Illusion arc has burnt itself out, retail pricing to reflect growing surpluses in stockrooms...

3.4 months to 20% off.

6.8 months to 44% off.


18 months until new made in China versions hit the market with retail cut in half, chrome on the magnets and gold-plated tweeters replacing beryllium, citing 'quality upgrades'


----------



## mires (Mar 5, 2011)

cajunner said:


> and it's official.
> 
> 
> Illusion arc has burnt itself out, retail pricing to reflect growing surpluses in stockrooms...
> ...


Such a negative Nancy 

Many other people seem to be perfectly happy with the Illusions including the guys at SIS who have used them god knows how many times. It seems like the ones that actually have problems were from the earlier runs and also keep in mind the OP in this thread is the 3rd owner of this particular set. I don't know how they were used prior or how many times they were installed/uninstalled plus being shipped several times now but I would imagine those things could certainly play into the odds of something being wrong with the drivers at this point.


----------



## jtaudioacc (Apr 6, 2010)

here's my 2 cents.

i probably would have sent them back after opening the box. phase plug speakers, reverse magnet, etc. you need to be a tiny bit careful with stuff like dust, plastic, metal, chips/shavings getting into the voice coil. seeing that tapered screw hole would instantly worry myself. once inside, it can sound all messed up, and damage the voice coil. 

good example of buying something and getting it installed locally. you would have had a 3 year warranty. sorry you had to go through this.

i'm also kind of curious on this image.









was the woofer smashed into the foam and not breathing into the door cavity? the next image looks like you installed them differently?


----------



## [email protected] (Nov 7, 2010)

I am not quite sure what your post says?

There are some new, very promising drivers coming out soon from Illusion.
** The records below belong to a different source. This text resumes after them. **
PR #232, opened 2025-09-26
Install protoc locally in the source tree

marquiz:
Install (and use) protoc and plugins under build/tools in the source tree in an attempt to ensure that the correct version of the tooling is always used.

### DIFF
--- a/Makefile
+++ b/Makefile
@@ -12,15 +12,6 @@
 #   See the License for the specific language governing permissions and
 #   limitations under the License.
 
-PROTO_SOURCES = $(shell find . -name '*.proto' | grep -v /vendor/)
-PROTO_GOFILES = $(patsubst %.proto,%.pb.go,$(PROTO_SOURCES))
-PROTO_INCLUDE = -I$(PWD):/usr/local/include:/usr/include
-PROTO_OPTIONS = --proto_path=. $(PROTO_INCLUDE) \
-    --go_opt=paths=source_relative --go_out=. \
-    --go-ttrpc_opt=paths=source_relative --go-ttrpc_out=. \
-    --go-plugin_opt=paths=source_relative,disable_pb_gen=true --go-plugin_out=.
-PROTO_COMPILE = PATH=$(PATH):$(shell go env GOPATH)/bin; protoc $(PROTO_OPTIONS)
-
 GO_CMD     := go
 GO_BUILD   := $(GO_CMD) build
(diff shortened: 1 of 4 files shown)


marquiz:
@klihub

klihub:
@marquiz I think this would be good, especially if it helps us avoiding to force dockerized protobuilds on ourselves and everybody else in the local workflow.

One related question though. Since our `scripts/install-protobuf` is a verbatim copy of the one in the containerd main repo and we (try to semi-regularly) sync it with that, do you think it would be possible to contribute the same changes there, too ?

Makefile
```diff
@@ -39,8 +30,18 @@ GINKGO        := ginkgo
...
 COVERAGE_PATH := $(BUILD_PATH)/coverage
 
+PROTO_SOURCES = $(shell find pkg -name '*.proto' | grep -v /vendor/)
+PROTO_GOFILES = $(patsubst %.proto,%.pb.go,$(PROTO_SOURCES))
+PROTO_INCLUDE = -I $(PWD) -I$(TOOLS_PATH)/include
+PROTO_OPTIONS = --proto_path=. $(PROTO_INCLUDE) \
+    --go_opt=paths=source_relative --go_out=. \
+    --go-ttrpc_opt=paths=source_relative --go-ttrpc_out=. \
+    --go-plugin_opt=paths=source_relative,disable_pb_gen=true --go-plugin_out=.
+PROTO_COMPILE = PATH=$(TOOLS_PATH)/bin protoc $(PROTO_OPTIONS)
```
klihub, line 43:
```suggestion
PPROTO_COMPILE = PATH="$(TOOLS_PATH)/bin:$$PATH" protoc $(PROTO_OPTIONS)
```
Isn't this necessary ?

marquiz: No. At least for me it works fine without. And makes sure that no plugins are accidentally taken from the system

marquiz:
> One related question though. Since our `scripts/install-protobuf` is a verbatim copy of the one in the containerd main repo and we (try to semi-regularly) sync it with that, do you think it would be possible to contribute the same changes there, too ?

Yeah, sure, I can try :) As soon as I get this working (i.e. make the ci pass muster).

One gap still remains that we don't check the protoc (or plugins) versions installed in the source tree.

Makefile
klihub: Yes, was stupid user error.

klihub (approved):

I don't see any arc being burnt out quite yet...

Here is one thing I like about Illusion. I have talked numerous times with the guy who designs them. The guy is not some dude at a build house who throws parts together to make a speaker. He is a home audio engineer. He is in California. He knows what makes stuff sound good. He knows WAY more about things like that than I do. He can stand there with a C6 set and tell you stuff that went into its design that would give you some insight into the depths of thought that went into those drivers. 

There are a number of cars on the west coast that compete with Illusion audio products and do very well.
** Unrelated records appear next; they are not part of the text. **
PR #233, opened 2025-09-26
Ensure that we use correct version of protoc and its deps

marquiz:
Split into multiple self-contained commits. 

1. Use protoc-specific local install directory
    Makes it possible to cleanly and reliably wipe protoc and it's dependencies without affecting other tools that might get installed under the build/tools dir in the future.
1. Makefile: add check-protoc target
1. Simplify and align the installation of protoc dependencies
    Maintain the versions in go.mod.
1. Makefile: check that we use correct version of protoc and its deps
1. Update auto-generated code

**NOTE:** Could be submitted as multiple smaller PRs, too, that feels better


marquiz:
> do we really need to change the tool versions we install and use, do we

We don't change any tools versions, except for protoc-gen-go which we cannot avoid as now the version comes from go.mod where we already have google.golang.org/protobuf v1.34.1. You can see from the last commit that the effect this is ~nil

klihub:
> > do we really need to change the tool versions we install and use, do we
> 
> We don't change any tools versions, except for protoc-gen-go which we cannot avoid as now the version comes from go.mod where we already have google.golang.org/protobuf v1.34.1. You can see from the last commit that the effect this is ~nil

@marquiz Okay, so sorry for my stupid questions which I'm asking since I have never tried to manage toolchain dependencies using the `tool` directive in `go.mod`. I did a quick read up in the go mod documentation and I'm not sure if I understand this now correctly. But is it so, that if we go with this then we completely lose control over which version of these `go tool`-managed toolchains we can use. IOW, if there is a new release of any of these which breaks everything for us, then there is no way for us to simply force `go` / `go tool` to keep using the previous version which would still work for us ?

mikebrow (approved):
LGTM nit.. squash :-)

klihub (approved):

And, to put all of this in perspective somewhat, I will exit with this picture.. 














cajunner said:


> and it's official.
> 
> 
> Illusion arc has burnt itself out, retail pricing to reflect growing surpluses in stockrooms...
> ...


----------



## cajunner (Apr 13, 2007)

that was me being subtle....



you however, make a good point, and for those who missed my wry wit, I will admit to being facetious.

there, that's 3 explanations of my post, subtle, wry, and facetious.

you can decide on the amount of wit?

and Illusion shall ride this wave, because this too...



shall pass.










[email protected] said:


> I am not quite sure what your post says?
> 
> There are some new, very promising drivers coming out soon from Illusion. I don't see any arc being burnt out quite yet...
> 
> ...


----------



## LaserSVT (Feb 1, 2009)

jtaudioacc said:


> here's my 2 cents.
> 
> i probably would have sent them back after opening the box. phase plug speakers, reverse magnet, etc. you need to be a tiny bit careful with stuff like dust, plastic, metal, chips/shavings getting into the voice coil. seeing that tapered screw hole would instantly worry myself. once inside, it can sound all messed up, and damage the voice coil.
> 
> ...


Was more than carful. Door was vacuumed and washed inside and then sound deadened before the speakers ever saw the truck. I was apprehensive about the tapered hole but did not see any shavings or issues on the driver so continued on with the install.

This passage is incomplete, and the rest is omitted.